Security Alert - Possible hack script here?

ricoche

Well-Known Member
Feb 7, 2003
108
0
166
Hello there,

To Moderators: If this post is not appropriate, please modify or delete asap. Thank you.

Today I just stumbled upon a hack attempt where someone was trying to invoke the following script. This is the entire URL with script for those interested in dissecting it and setting up some additional security measures. I've been battling this guy for quite some time and he seems to be using similar scripts to this one. So same guy, but nothing new.

http://www.centpublications.com/images/linuxdaybot.txt

I have done a lot of security work on the server and so far I've been ok, but if anyone does recognize this script or have experience with fighting it, please let me know. Any insight or additional tips about how to prevent this script from actually getting by on the server would be much appreciated.

In addition, I have no idea how this is even getting pulled. I have tools such as wget completely shut down. Plus my compilers and a ton of other stuff is shut down and yes manually I have to enable everything if I need to get other things done.

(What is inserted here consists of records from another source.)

PR #1, opened 2022-11-28
[FLINK-30060][Connector/JDBC] Move existing JDBC connector code from Flink repo to dedicated JDBC repo

MartijnVisser:


.idea/vcs.xml
```diff
@@ -0,0 +1,6 @@
+<?xml version="1.0" encoding="UTF-8"?>
+<project version="4">
+  <component name="VcsDirectoryMappings">
```
zentol, line 3: There's a better vcs.xml example in the ES repo.

pom.xml
```diff
@@ -0,0 +1,421 @@
...
+        <testcontainers.version>1.17.2</testcontainers.version>
+        <mockito.version>2.21.0</mockito.version>
+
+        <japicmp.skip>false</japicmp.skip>
+        <japicmp.referenceVersion>1.15.0</japicmp.referenceVersion>
+
+        <slf4j.version>1.7.36</slf4j.version>
+        <log4j.version>2.17.2</log4j.version>
+
+        <test.randomization.seed/>
```
zentol, line 67: Is this actually used by any jdbc test?

pom.xml
```diff
@@ -0,0 +1,421 @@
...
+        <dependency>
+            <groupId>org.apache.logging.log4j</groupId>
+            <artifactId>log4j-core</artifactId>
+            <scope>test</scope>
+        </dependency>
+
+        <dependency>
+            <!-- API bridge between log4j 1 and 2 -->
+            <groupId>org.apache.logging.log4j</groupId>
+            <artifactId>log4j-1.2-api</artifactId>
```
zentol, line 151: probably not required

pom.xml
```diff
@@ -0,0 +1,421 @@
...
+                <exclusions>
+                    <exclusion>
+                        <groupId>log4j</groupId>
+                        <artifactId>log4j</artifactId>
+                    </exclusion>
+                    <exclusion>
+                        <groupId>org.slf4j</groupId>
+                        <artifactId>slf4j-log4j12</artifactId>
+                    </exclusion>
+                </exclusions>
```
zentol, line 196: shouldnt be required since 1.16.0

pom.xml
```diff
@@ -0,0 +1,421 @@
...
+        <jackson-bom.version>2.13.4.20221013</jackson-bom.version>
+        <junit4.version>4.13.2</junit4.version>
+        <junit5.version>5.8.1</junit5.version>
+        <assertj.version>3.21.0</assertj.version>
+        <archunit.version>0.22.0</archunit.version>
+        <testcontainers.version>1.17.2</testcontainers.version>
+        <mockito.version>2.21.0</mockito.version>
+
+        <japicmp.skip>false</japicmp.skip>
+        <japicmp.referenceVersion>1.15.0</japicmp.referenceVersion>
```
zentol, line 62: should be 1.16.0

zentol (changes requested):
* Can also add the release_utils submodule?
* There are some references to DockerImageVersions#POSTGRES that should be replaced

pom.xml
```diff
@@ -0,0 +1,395 @@
...
+
+        <jackson-bom.version>2.13.4.20221013</jackson-bom.version>
+        <junit4.version>4.13.2</junit4.version>
+        <junit5.version>5.8.1</junit5.version>
+        <assertj.version>3.21.0</assertj.version>
+        <archunit.version>0.22.0</archunit.version>
+        <testcontainers.version>1.17.2</testcontainers.version>
+        <mockito.version>2.21.0</mockito.version>
+
+        <japicmp.skip>false</japicmp.skip>
```
zentol, line 61: We shouldn't need this here.
This is only really useful in sql-jar modules.

zentol (commented):
1 comment, otherwise +1.

zentol (approved):

PR #9, opened 2022-12-16
[FLINK-30431][Connector/JDBC] JDBC Connector fails to reestablish the lost DB connect

Jiabao-Sun:
JDBC Connector fails to reestablish the lost DB connect.

### DIFF
--- a/flink-connector-jdbc/src/main/java/org/apache/flink/connector/jdbc/internal/JdbcOutputFormat.java
+++ b/flink-connector-jdbc/src/main/java/org/apache/flink/connector/jdbc/internal/JdbcOutputFormat.java
@@ -399,7 +399,14 @@ public class JdbcOutputFormat<In, JdbcIn, JdbcExec extends JdbcBatchStatementExe
     }
 
     public void updateExecutor(boolean reconnect) throws SQLException, ClassNotFoundException {
-        jdbcStatementExecutor.closeStatements();
+        try {
+            jdbcStatementExecutor.closeStatements();
+        } catch (SQLException e) {
+            // FLINK-30431 We encountered this exception may be due to the connection is closed, it
+            // depends on the behavior of different databases. To ensure that the connection can be
+            // re-established, we need to catch this exception here.
+            LOG.warn("JDBC statements were not closed gracefully.", e);
+        }
         jdbcStatementExecutor.prepareStatements(
                 reconnect
                         ? connectionProvider.reestablishConnection()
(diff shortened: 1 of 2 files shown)


MartijnVisser (commented):
@Jiabao-Sun Can this behaviour be tested?

MartijnVisser:
@Jiabao-Sun Can you rebase and use the new testing setup? @snuyanzin any thoughts on the actual PR fix itself?

snuyanzin:
I would rather go with check if preparedstatment is closed or not rather than wrapping it in `try`...`catch`.
Is there anything blocking here to go that way?

Jiabao-Sun:
> @Jiabao-Sun Can you rebase and use the new testing setup? @snuyanzin any thoughts on the actual PR fix itself?

Sorry for the late reply.
@MartijnVisser can you help trigger the CI?

Jiabao-Sun:
> I would rather go with check if preparedstatment is closed or not rather than wrapping it in `try`...`catch`. Is there anything blocking here to go that way?

Thanks @snuyanzin for the suggestion.
As the JDBC Statement definition, If the database access error occurs we may also meet SQLException. 
image

snuyanzin:
thanks for pointing to javadoc,
I've checked the javadoc for `java.sql.Statement#close` method as well e.g. [1]
and there is such statement
 >Calling the method close on a Statement object that is already closed has no effect. 

At the same time if we have a look at amazon redshift jdbc (based on trace from jira issue)
```
Caused by: com.amazon.redshift.util.RedshiftException: This connection has been closed.
    at com.amazon.redshift.jdbc.RedshiftConnectionImpl.checkClosed(RedshiftConnectionImpl.java:1095) ~[?:?]
    at com.amazon.redshift.jdbc.RedshiftConnectionImpl.cancelQuery(RedshiftConnectionImpl.java:1299) ~[?:?]
    at com.amazon.redshift.jdbc.RedshiftStatementImpl.cancel(RedshiftStatementImpl.java:1042) ~[?:?]
    at com.amazon.redshift.jdbc.RedshiftStatementImpl.close(RedshiftStatementImpl.java:748) ~[?:?]
```

it leads to `RedshiftConnectionImpl#checkClosed` [2]
```java
  protected void checkClosed() throws SQLException {
    if (isClosed()) {
      throw new RedshiftException(GT.tr("This statement has been closed."),
          RedshiftState.OBJECT_NOT_IN_STATE);
    }
  }
```

it violates the contracts mentioned in javadoc....
I would incline to consider that this is a redshift jdbc driver bug
[1] https://docs.oracle.com/javase/8/docs/api/java/sql/Statement.html#close--
[2] https://github.com/aws/amazon-redshift-jdbc-driver/blob/master/src/main/java/com/amazon/redshift/jdbc/RedshiftStatementImpl.java#L828-L833

Jiabao-Sun:
Thanks @snuyanzin to point out this problem.
I think it is indeed the driver that violates this specification.
But back to this issue, do we need to fix it by capturing or wait for the redshift driver to fix this problem?

snuyanzin:
short answer: i would suggest to wait for driver's fix

a bit more about what make me thinking like that
1. since there are multiple drivers might work with jdbc connector and each could have it's own issues it does not make sense to work around such issues on connectors level
2. there are lots of methods which could throw `SQLException` and at the same time handling of just one/part of them looks not consistent 
3. such wrapping in `try`...`catch` could potentially hide some other `SQLException` (not related to the current one) which for some other reasons could appear... Thus it could make it complex to analyze issue in case of any

PR #15, opened 2023-01-05
[FLINK-30576] Refactor JdbcOutputFormat to use ExecutionConfig

eskabetxe:
To be able to use the JdbcOutputFormat on the new sink based on SinkV2, we need to change the JdbcOutputFormat to be free of RuntimeContext

the JdbcOutputFormat need to know if ObjectReuse is active.

Some notes:
- should we change the name of JdbcOutputFormat, as it is no longer extending OutputFormat?
- the JdbcOutputFormat.Builder is not used internally, should we remove the builder or force the creation of JdbcOutputFormat only in the builder?


wanglijie95:
@eskabetxe Can we start reviewing this change after  the FLIP is approved ? Because we don’t know what we can get at the moment, executionConfig or objectReuse, or something else, which will decide how we modify the `OutputFormat#open`.

eskabetxe:
closing this PR.. only 1 PR will be submitted with all changes

PR #20, opened 2023-02-03
[FLINK-29750][Connector/JDBC]Support to write data to jdbc when disable flush-interval and max-rows

hehuiyuan:

sink.buffer-flush.interval | The flush interval mills, over this time, asynchronous threads will flush data. Can be set to '0' to disable it. Note, 'sink.buffer-flush.max-rows' can be set to '0' with the flush interval set allowing for complete async processing of buffered actions.
-- | --
sink.buffer-flush.max-rows | The max size of buffered records before flush. Can be set to zero to disable it.

`Asynchronous thread flush` is disabled&nbsp; when set `sink.buffer-flush.interval` = 0,&nbsp; then disable `sink.buffer-flush.max-rows`, which causes the data is not written out.

The data are not written when disable `flush.interval` and `max-rows`. I think it should write out when the data arrive.

image


hehuiyuan:
@MartijnVisser hi， moved here.

The flink pr address:
https://github.com/apache/flink/pull/19297

eskabetxe:
@hehuiyuan I think this is expected...
Setting 'sink.buffer-flush.max-rows' will make that the sink only write records at checkpoint.
If you want to write records as they arrive, you should set it to 1.

eskabetxe:
@MartijnVisser for me is the expected behavior, so yes we can close it.

PR #21, opened 2023-02-08
[FLINK-30963][ci] Streamline binary URL configuration

zentol:
The ci_utils workflow can now automatically infer the download URL and caching behavior. This implicitly switches stable binary downloads to archive.apache.org. This link will never expire; while the download speed is worse it shouldn't be a problem due to caching.

https://github.com/zentol/flink-connector-jdbc/actions/runs/4123496195/jobs/7121586447


MartijnVisser (approved):
Nice :)

PR #23, opened 2023-02-16
[hotfix][doc] Fix the description about lookup.max-retries in the zh docs

Jiabao-Sun:
The config option `lookup.max-retries` should be translated as 重试次数。


Jiabao-Sun:
Hi @leonardBang.
Could you help review this?

leonardBang (approved):
Thanks @Jiabao-Sun for the fix, LGTM

PR #24, opened 2023-02-22
[FLINK-31181] Support LIKE operator pushdown

grzegorz8:


libenchao (approved):
+1, @grzegorz8 Thanks for your contribution!

PR #26, opened 2023-03-10
[Improve]Increase the valid of judging connection.

lightzhao:


lightzhao:
@kezhuw @leonardBang @wanglijie95 PTAL.

PR #28, opened 2023-03-17
[hotfix] [doc] Fix the configuration item error of docs/content.zh/docs/connectors/table/jdbc.md

xuzhiwen1255:
Fix lookup.cache.max-rows in docs/content.zh/docs/connectors/table/jdbc.md configuration

## Brief change log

I'm used to this though so it's part of life now. Anyway, I would love to know any ideas if possible how this script could be getting in.

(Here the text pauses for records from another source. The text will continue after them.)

PR #31, opened 2023-03-28
[FLINK-31649] Fix archunit violations

eskabetxe:
This PR fix the archunit violations from
- ITCASE tests should use a MiniCluster resource or extension
- Return and argument types of methods annotated with @PublicEvolving must be annotated with @Public(Evolving)


flink-connector-jdbc/src/main/java/org/apache/flink/connector/jdbc/xa/JdbcXaSinkFunctionState.java
```diff
@@ -28,6 +30,7 @@
 
 /** Thread-safe (assuming immutable {@link Xid} implementation). */
 @ThreadSafe
+@PublicEvolving
```
wanglijie95, line 33: How about removing the `@PublicEvolving` of `XaSinkStateHandler`? Because it seems that it should not be a user interface (only used in `JdbcXaSinkFunction`, and `JdbcXaSinkFunction` is `@Internal`).
Once `XaSinkStateHandler` is not `@PublicEvolving`, the change here will be not needed.

cc @rkhachatryan

wanglijie95 (commented):
Thanks for creating this PR @eskabetxe. I left a comment, PTAL. Besides, you missed the `archunit-violations/b10c194a-0517-4744-830f-81abfb71ab18`

flink-connector-jdbc/src/main/java/org/apache/flink/connector/jdbc/xa/JdbcXaSinkFunctionState.java
eskabetxe: Hi @wanglijie95,
Its a param of the constructor of JdbcXaSinkFunction (line 199), because of that I set it to PublicEvolving.
All params should be public no?

eskabetxe:
> Thanks for creating this PR @eskabetxe. I left a comment, PTAL. Besides, you missed the `archunit-violations/b10c194a-0517-4744-830f-81abfb71ab18`

No, I left it as I really dont know how to solve this..
this org.apache.flink.connector.jdbc.internal.options.JdbcConnectorOptions is annotated with Internal and in internal package, but extends org.apache.flink.connector.jdbc.JdbcConnectionOptions that is PublicEvolving

then we have another org.apache.flink.connector.jdbc.table.JdbcConnectorOptions that is PublicEvolving and extends nothing.

I think the first must be set as Public, but we will need to move to another package.
Maybe we can mix the two JdbcConnectorOptions only into one..

flink-connector-jdbc/src/main/java/org/apache/flink/connector/jdbc/xa/JdbcXaSinkFunctionState.java
wanglijie95: But the `JdbcXaSinkFunction` is `@Internal`, which means the users are not expectd to use it directly(call any constructor of it)

eskabetxe: yes true, changed

wanglijie95:
> org.apache.flink.connector.jdbc.internal.options.JdbcConnectorOptions

This is also `@Internal`, which is only used by `JdbcDynamicTableSink`(users are not expected to use it directly). It breaks the rule because it ends with `ConnectorOptions` (see `TableApiRules#CONNECTOR_OPTIONS_PACKAGE` for details).

I think a simple solutation is  rename it(to `JdbcOptions` or `JdbcConnectorInternalOptions` or some other names, not ending with `ConnectorOptions` is fine.)

eskabetxe:
Renamed, and rebased

flink-connector-jdbc/src/main/java/org/apache/flink/connector/jdbc/xa/JdbcXaSinkFunctionState.java
wanglijie95, line 33: The `JdbcXaSinkFunctionState` should not mark as `PublicEvolving` due to `XaSinkStateHandler` is `@Internal` now. We should change it to `@Internal`

flink-connector-jdbc/src/main/java/org/apache/flink/connector/jdbc/xa/JdbcXaSinkFunctionState.java
```diff
@@ -53,7 +56,7 @@ private JdbcXaSinkFunctionState(
      * @return immutable collection of prepared XA transactions to {@link
      *     javax.transaction.xa.XAResource#commit commit}.
      */
-    public Collection<CheckpointAndXid> getPrepared() {
+    protected Collection<CheckpointAndXid> getPrepared() {
```
wanglijie95, line 59: This change is not needed now.

flink-connector-jdbc/src/main/java/org/apache/flink/connector/jdbc/internal/options/JdbcConnectionOptions.java
```diff
@@ -32,15 +31,15 @@
 
 /** Options for the JDBC connector. */
 @Internal
-public class JdbcConnectorOptions extends JdbcConnectionOptions {
+public class JdbcConnectionOptions extends org.apache.flink.connector.jdbc.JdbcConnectionOptions {
```
wanglijie95, line 34: It would be better to change this class to another name, not same as the existing `JdbcConnectionOptions`

wanglijie95 (commented):
@eskabetxe I left some comments, PTAL.

flink-connector-jdbc/src/main/java/org/apache/flink/connector/jdbc/xa/JdbcXaSinkFunctionState.java
eskabetxe: done

flink-connector-jdbc/src/main/java/org/apache/flink/connector/jdbc/xa/JdbcXaSinkFunctionState.java
eskabetxe: reverted

flink-connector-jdbc/src/main/java/org/apache/flink/connector/jdbc/internal/options/JdbcConnectionOptions.java
eskabetxe: Changed

flink-connector-jdbc/src/main/java/org/apache/flink/connector/jdbc/xa/JdbcXaSinkFunctionState.java
wanglijie95: It seems it hasn't been updated yet?

eskabetxe: sorry, updated..

wanglijie95 (approved):
Thanks @eskabetxe . LGTM.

Also, here is an excerpt of a log file concerning this attempt. You can see there are some compile problems and thus the script does not appear to be working? Not sure.

Code:
19:17:58 (345.96 KB/s) - `/tmp/php5913' saved [18,700/18,700]

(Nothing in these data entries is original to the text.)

PR #35, opened 2023-04-03
[hotfix][docs] Fix the broken postgresql driver download link

hackergin:
Fix the broken postgresql driver download link


MartijnVisser (approved):
@hackergin Thanks, LGTM

PR #161, opened 2025-04-10
[FLINK-33463][Connector/JDBC] Support the implementation of dynamic source tables based on the new source

RocMarshal:


RocMarshal:
Hi, @leonardBang @snuyanzin Could you help take a look ? Thank you~

flink-connector-jdbc-core/src/main/java/org/apache/flink/connector/jdbc/core/table/RowDataResultExtractor.java
ferenc-csaky: I'd rather put this class into the `extractor` package, next to its interface and `RowExtractor`. Based on the current grouping IMO it makes more sense.

ferenc-csaky (changes requested):
Thanks, mostly looks good, added 2 suggestions.

flink-connector-jdbc-core/src/main/java/org/apache/flink/connector/jdbc/core/table/RowDataResultExtractor.java
RocMarshal: @ferenc-csaky What about put `RowDataResultExtractor` into pacakge `org.apache.flink.connector.jdbc.core.table.source.extractor` ?

flink-connector-jdbc-core/src/main/java/org/apache/flink/connector/jdbc/core/datastream/source/reader/extractor/ResultExtractor.java
```diff
@@ -16,7 +16,7 @@
  * limitations under the License.
  */
 
-package org.apache.flink.connector.jdbc.core.datastream.source.reader.extractor;
```
eskabetxe: This is a public interface we should not move it so easy.
If we are moving it we need to keep an class (deprecated) in origin that extends the moved one to keep retro compatibility, but I would avoid database as is the API for connectors (the things that connectors need to implement)

I understand that this refactor is because of the new implementation, but being table using the datastream why don't we put the new clase on the current package? that is a valid implementation also for datastream and useful in some cases (reading from jdbc and sending to paimon/iceberg as example)

flink-connector-jdbc-core/src/main/java/org/apache/flink/connector/jdbc/core/database/extractor/RowDataResultExtractor.java
eskabetxe: org.apache.flink.connector.jdbc.core.database is basically the API for database connectors..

Backslash found where operator expected at /tmp/php5913 line 103, near "$meunick\"
        (Missing operator before \?)
Backslash found where operator expected at /tmp/php5913 line 103, near ")\"
        (Missing operator before \?)
Backslash found where operator expected at /tmp/php5913 line 117, near ")\"
  (Might be a runaway multi-line ++ string starting on line 103)
        (Missing operator before \?)
Backslash found where operator expected at /tmp/php5913 line 122, near ")\"
        (Missing operator before \?)
Number found where operator expected at /tmp/php5913 line 124, near "} elsif ($servarg =~ m/^\:(.+?)\s+001"
  (Might be a runaway multi-line ++ string starting on line 122)
        (Missing operator before 001?)
Backslash found where operator expected at /tmp/php5913 line 124, near "001\"
        (Missing operator before \?)
syntax error at /tmp/php5913 line 103, near ")\"
syntax error at /tmp/php5913 line 117, near "'nick'} = "
Execution of /tmp/php5913 aborted due to compilation errors.
--19:17:58--  http://www.centpublications.com/images/linuxdaybot.txt
           => `/tmp/php5913'
Resolving www.centpublications.com... 205.234.147.237
Connecting to www.centpublications.com[205.234.147.237]:80... --19:17:58--  http://www.centpublications.com/images/linuxdaybot.txt
           => `/tmp/php5913'
Resolving www.centpublications.com... 205.234.147.237
Connecting to www.centpublications.com[205.234.147.237]:80... connected.
HTTP request sent, awaiting response... connected.
HTTP request sent, awaiting response... 200 OK
Thank you.
 

chirpy

Well-Known Member
Verifed Vendor
Jun 15, 2002
13,437
31
473
Go on, have a guess
That's a generic IRC bit and not something specific to cPanel. They are most likely getting in through a vulnerable php script on the server. Make sure that all your phpBB installations (if there are any) are using the latest release.